Print out the entries below with no edits.

-------- RECORD EXCERPTS --------

PR #17, opened 2020-08-04
Fix code generation comment

codeblooded:
Whenever the api/v1/loadtest_types.go file is changed, the developer must regenerate the YAML files. Previously, this comment did not mention rebuilding the manifests. This change rewords it to include both the `make all` and `make manifests` targets.

### DIFF
--- a/api/v1/loadtest_types.go
+++ b/api/v1/loadtest_types.go
@@ -21,7 +21,8 @@ import (
 	metav1 "k8s.io/apimachinery/pkg/apis/meta/v1"
 )
 
-// NOTE: AFTER EDITS, YOU MUST RUN `make` TO REGENERATE CODE.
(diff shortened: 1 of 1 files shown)


api/v1/loadtest_types.go
```diff
@@ -21,7 +21,8 @@ import (
 	metav1 "k8s.io/apimachinery/pkg/apis/meta/v1"
 )
 
-// NOTE: AFTER EDITS, YOU MUST RUN `make` TO REGENERATE CODE.
+// NOTE: CODE IS GENERATED FROM THIS FILE!
```
paulosjca, line 24: I would keep the comment more or less as before, except for `make manifests` AND `make` insted of just `make`.

codeblooded: Should be fixed. What do you think?

PR #19, opened 2020-08-10
Generate unique component names when unspecified

codeblooded:
Each driver, server and client component must have a relatively unique name. This means their name cannot be identical to another component with the same role in the same load test. Previously, this name was manually provided.

This change generates unique names for components where names are not manually set. To ensure relative uniqueness, it uses Google's UUID library to generate a token.

### DIFF
--- a/pkg/defaults/loadtest_defaults.go
+++ b/pkg/defaults/loadtest_defaults.go
@@ -1,6 +1,7 @@
 package defaults
 
 import (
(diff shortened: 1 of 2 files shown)


codeblooded:
Fixed format issue in check. The other issue is a flake outside of our control (kubernetes-related, I believe). I'm re-running the test now, but I think it should pass.

PR #21, opened 2020-08-11
Mount volumes with scenarios

codeblooded:
This change creates a volume with a ConfigMap containing the Scenario as the source. This volume is then mounted into a driver pod to supply the configuration for the test.

### DIFF
--- a/controllers/loadtest_controller.go
+++ b/controllers/loadtest_controller.go
@@ -19,6 +19,7 @@ package controllers
 import (
 	"context"
 	"fmt"
+	"strings"
 	"time"
 
 	"github.com/go-logr/logr"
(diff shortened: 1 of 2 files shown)


controllers/loadtest_controller.go
```diff
@@ -153,7 +198,18 @@ func newDriverPod(loadtest *grpcv1.LoadTest, component *grpcv1.Component) (*core
 		return nil, err
 	}
 
-	addDriverPort(&pod.Spec.Containers[0])
+	spec := &pod.Spec
+
+	// TODO: Avoid referencing containers by index, use names
+	addDriverPort(&spec.Containers[0])
```
codeblooded, line 204: Will follow up with another PR that contains function for looping and finding the appropriate container. This will be useful in multiple places in the future.

controllers/loadtest_controller.go
```diff
@@ -153,7 +198,18 @@ func newDriverPod(loadtest *grpcv1.LoadTest, component *grpcv1.Component) (*core
...
+
+	// TODO: Handle more than 1 scenario
+
+	// At this point, we assume validation will have caught any loadtest
+	// without a scenario.
```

--------

ANSWER TO THIS PROBLEM >>
PR #17, opened 2020-08-04
Fix code generation comment

codeblooded:
Whenever the api/v1/loadtest_types.go file is changed, the developer must regenerate the YAML files. Previously, this comment did not mention rebuilding the manifests. This change rewords it to include both the `make all` and `make manifests` targets.

### DIFF
--- a/api/v1/loadtest_types.go
+++ b/api/v1/loadtest_types.go
@@ -21,7 +21,8 @@ import (
 	metav1 "k8s.io/apimachinery/pkg/apis/meta/v1"
 )
 
-// NOTE: AFTER EDITS, YOU MUST RUN `make` TO REGENERATE CODE.
(diff shortened: 1 of 1 files shown)


api/v1/loadtest_types.go
```diff
@@ -21,7 +21,8 @@ import (
 	metav1 "k8s.io/apimachinery/pkg/apis/meta/v1"
 )
 
-// NOTE: AFTER EDITS, YOU MUST RUN `make` TO REGENERATE CODE.
+// NOTE: CODE IS GENERATED FROM THIS FILE!
```
paulosjca, line 24: I would keep the comment more or less as before, except for `make manifests` AND `make` insted of just `make`.

codeblooded: Should be fixed. What do you think?

PR #19, opened 2020-08-10
Generate unique component names when unspecified

codeblooded:
Each driver, server and client component must have a relatively unique name. This means their name cannot be identical to another component with the same role in the same load test. Previously, this name was manually provided.

This change generates unique names for components where names are not manually set. To ensure relative uniqueness, it uses Google's UUID library to generate a token.

### DIFF
--- a/pkg/defaults/loadtest_defaults.go
+++ b/pkg/defaults/loadtest_defaults.go
@@ -1,6 +1,7 @@
 package defaults
 
 import (
(diff shortened: 1 of 2 files shown)


codeblooded:
Fixed format issue in check. The other issue is a flake outside of our control (kubernetes-related, I believe). I'm re-running the test now, but I think it should pass.

PR #21, opened 2020-08-11
Mount volumes with scenarios

codeblooded:
This change creates a volume with a ConfigMap containing the Scenario as the source. This volume is then mounted into a driver pod to supply the configuration for the test.

### DIFF
--- a/controllers/loadtest_controller.go
+++ b/controllers/loadtest_controller.go
@@ -19,6 +19,7 @@ package controllers
 import (
 	"context"
 	"fmt"
+	"strings"
 	"time"
 
 	"github.com/go-logr/logr"
(diff shortened: 1 of 2 files shown)


controllers/loadtest_controller.go
```diff
@@ -153,7 +198,18 @@ func newDriverPod(loadtest *grpcv1.LoadTest, component *grpcv1.Component) (*core
 		return nil, err
 	}
 
-	addDriverPort(&pod.Spec.Containers[0])
+	spec := &pod.Spec
+
+	// TODO: Avoid referencing containers by index, use names
+	addDriverPort(&spec.Containers[0])
```
codeblooded, line 204: Will follow up with another PR that contains function for looping and finding the appropriate container. This will be useful in multiple places in the future.

controllers/loadtest_controller.go
```diff
@@ -153,7 +198,18 @@ func newDriverPod(loadtest *grpcv1.LoadTest, component *grpcv1.Component) (*core
...
+
+	// TODO: Handle more than 1 scenario
+
+	// At this point, we assume validation will have caught any loadtest
+	// without a scenario.
```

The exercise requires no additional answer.